PR #2635, opened 2025-06-08
replace custom HTTP client with n8n's requestWithAuthentication helper

Prakashmaheshwaran:


integrations/n8n/nodes/Skyvern/Skyvern.node.ts
```diff
@@ -1,77 +1,46 @@
...
+    };
+    return this.helpers.requestWithAuthentication.call(this, 'skyvernApi', options);
 }
 
 export class Skyvern implements INodeType {
     description: INodeTypeDescription = {
         displayName: 'Skyvern',
         name: 'skyvern',
-        icon: 'file:skyvern.png', // eslint-disable-line
+        icon: 'file:skyvern.svg',
```
LawyZheng, line 36: do we need to add this svg file in the repo?

LawyZheng (approved):

integrations/n8n/nodes/Skyvern/Skyvern.node.ts
Prakashmaheshwaran: if we referencing as file, yes, we can also use a direct url (not recommended might break which building the node locally)

LawyZheng: the current logic is using file refering mode, right?
so let's include this file in the repo.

Your objective:
Gather every line from the listing above in which "icon" appears, and copy those lines.

Finished exercise:
-        icon: 'file:skyvern.png', // eslint-disable-line
+        icon: 'file:skyvern.svg',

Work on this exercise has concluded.